The above are all preferred embodiments of the present application, and the protection scope of the present application is not limited thereto. Therefore, any equivalent changes made according to the structure, shape, and principle of the present application should be included in the protection scope of the present application.

Claims (5)

1. The utility model provides a high voltage direct current relay, includes casing (1), its characterized in that: the utility model discloses a high-voltage power supply device, including casing (1), connecting piece (4) of upper surface fixedly connected with of casing (1), the upper surface of casing (1) passes through connecting piece (4) fixedly connected with ceramic cover (5), all fixedly connected with stationary contact mechanism (6) in upper surface both sides of ceramic cover (5), spout (14) have been seted up to inside one side of stationary contact mechanism (6), limit groove (15) have all been seted up to inside of stationary contact mechanism (6) corresponding spout (14) both sides, inside one side sliding connection of limit groove (15) has stopper (16), inside one side fixedly connected with spring (13) of stationary contact mechanism (6), the inside of stationary contact mechanism (6) is passed through spring (13) spout (14) and two stopper (16) sliding connection has connecting rod (17).
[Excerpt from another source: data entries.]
PR #235, opened 2022-06-10
Refactored labels and colors

henhuy:
This PR introduces support for multiple label files.
Label files are now stored in folder _config/labels_ and can be selected via key `labels: de` in _settings.yml_.
Keys of label files now always refer to raw carriers (not translated carriers)!

As result of refactoring labels, I refactored colors as well, as they referred to translated labels.
For consistency, I also refactored colors in to yaml file.

Please double check if your scenarios are working, as changing labels and colors was a huge manual task (typing/spelling errors are most likely possible!)


jnnr (commented):
Thanks for refactoring, @henhuy! Looks good and more clear. Will test it soon. But first, one comment: Colors where defined as csv and loaded as an OrderedDict for a reason: The order of the colors is used by the dispatch plots to define the stacking order. IIRC yaml files do not support a defined order. Can you check that please?

jnnr:
> Starting from python >=3.6 all dicts are ordered by default. Thus, pyyaml should preserve order (see also https://stackoverflow.com/a/21912744/5804947). Does it not?

Could be. As I remember, there was no guarantee for python dicts to be ordered, even if they happen to be ordered.

PR #236, opened 2022-06-10
Scenario labels can be set for joined plots

henhuy:
`plot_scalar_results` looks for key `label` in related scenario yaml and replaces plot label, if it can find one.
If it fails to find a label, original scenario name is taken. 
Added label to scenario _2050-el_eff_ for testing purposes.
Tested with `snakemake -j1 results/joined_scenarios/all-optimized/joined_plotted`

### DIFF
--- a/scenarios/2050-el_eff.yml
+++ b/scenarios/2050-el_eff.yml
@@ -4,6 +4,7 @@
 # build_datapackage
 
 name: 2050-el_eff
+label: Efficiency-Scenario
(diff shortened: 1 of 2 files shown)


SabineHaas (approved):
Already tested it - works fine! 

Thanks a lot @henhuy  :grinning:

jnnr (approved):
Thanks, @henhuy! Looks good.

PR #246, opened 2022-08-09
Replace df.append with pandas.concat

### LINKED ISSUE #180: FutureWarning in data_processing
```
FutureWarning: The frame.append method is deprecated and will be removed from pandas in a future version. Use pandas.concat instead.
df_stacked = df_stacked.append(df_stacked_column, ignore_index=True)
```

jnnr:
Fixes #180.

### DIFF
--- a/oemof_b3/tools/data_processing.py
+++ b/oemof_b3/tools/data_processing.py
@@ -606,7 +606,7 @@ def expand_regions(scalars, regions, where="ALL"):
 
         regionalized["region"] = region
 
-        sc_with_region = sc_with_region.append(regionalized)
+        sc_with_region = pd.concat([sc_with_region, regionalized])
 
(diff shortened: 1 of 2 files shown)


SabineHaas (commented):
The concatenation looks fine to me! I didn't test the code though; shall I do that? 
Have you checked the result of the concatenation, e.g. axis parameter is correct?

jnnr:
> The concatenation looks fine to me! I didn't test the code though; shall I do that? Have you checked the result of the concatenation, e.g. axis parameter is correct?

Have checked it with a small example, but not the whole code. If you want, give it a try. Otherwise, I can do it later, too.

SabineHaas (approved):
The concatenated data frames look good. 
I have checked all apart from `_df_wo_cc` in `create_empty_scalars.py` as this does not have a snakemake rule.

PR #247, opened 2022-08-10
Save logs next to results

jnnr:
To document results, logs telling about how the result has been created should be found in the same directory as the result.


jnnr:
@SabineHaas: I will test this before merging.

SabineHaas (approved):

PR #270, opened 2022-10-11
Include description of results in description of  model pipeline

jnnr:
Model pipeline (explaining the rules) and model structure follow the same logic. This is a proposal to integrate them. The different sections structure the snakemake rules by different categories (prepare_resources, build_datapackage etc.). Each of the categories have similar output (resources format, preprocessed datapackages, plots). The general structure of that output is explained in the text copied from model_structure. More detailled info on the rules can be obtained by clicking on a specific rule.

[readthedocs-build](https://oemof-b3.readthedocs.io/en/feature-restructure-docs-model-structure/)

Please let me know what you think!

TODOs:

* [x] Move all important text parts to model pipeline
   * [x] raw data
   * [x] ..
* [x] Delete model structure


MaGering:
Thank you @jnnr for the restructuring. I think your changes simplify the orientation in the docs.

This means that "Model pipeline" and "Model structure" will be merged into one chapter which is not yet implemented in this draft, right?

jnnr:
> Thank you @jnnr for the restructuring. I think your changes simplify the orientation in the docs.
> This means that "Model pipeline" and "Model structure" will be merged into one chapter which is not yet implemented in this draft, right?

Thanks for your feedback! Yes, they will be merged. I will delete "Model structure"

jnnr:
Raw data does not fit the logic of the sections, which are ordered by rule type. Proposal: Change the sections like this
* Raw data
* Resources
  * rules `prepare_`
* Preprocessed Datapackages
   * rule `build_datapackage`
* Optimized Energysystems
   * rule `optimize`
* Postprocessed Datapackages
   * rule `postprocessed`
* Plots
   * ruled `plot_`

MaGering:
> Raw data does not fit the logic of the sections, which are ordered by rule type. Proposal: Change the sections like this
> 
>     * Raw data
> 
>     * Resources
>       
>       * rules `prepare_`
> 
>     * Preprocessed Datapackages
>       
>       * rule `build_datapackage`
> 
>     * Optimized Energysystems
>       
>       * rule `optimize`
> 
>     * Postprocessed Datapackages
>       
>       * rule `postprocessed`
> 
>     * Plots
>       
>       * ruled `plot_`

I think that's good. (With only one addition: Instead of "Plots" to write "Visualization", because there also the table scripts are included - this will come automatically with the merge of dev).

2. A high voltage dc relay according to claim 1, wherein: one side of the connecting rod (17) is fixedly connected with a fixed block (11), and one side of the lower surface of the fixed block (11) is fixedly connected with a conductive contact (12).

3. A high voltage dc relay according to claim 1, wherein: the coil is characterized in that one side of the interior of the shell (1) is fixedly connected with a coil body (7), and a connecting ring (8) is fixedly connected to the center of the upper surface of the coil body (7).

4. A high voltage dc relay according to claim 3, wherein: the upper surface of the coil body (7) is fixedly connected with a conductive column (9) through the connecting ring (8), and both sides of the outer wall of the conductive column (9) are fixedly connected with movable contacts (10).

5. A high voltage dc relay according to claim 1, wherein: the novel portable electronic device is characterized in that a first locating plate (2) is fixedly connected to one side of the outer wall of the shell (1), and a second locating plate (3) is fixedly connected to one side of the outer wall of the shell (1) corresponding to the first locating plate (2).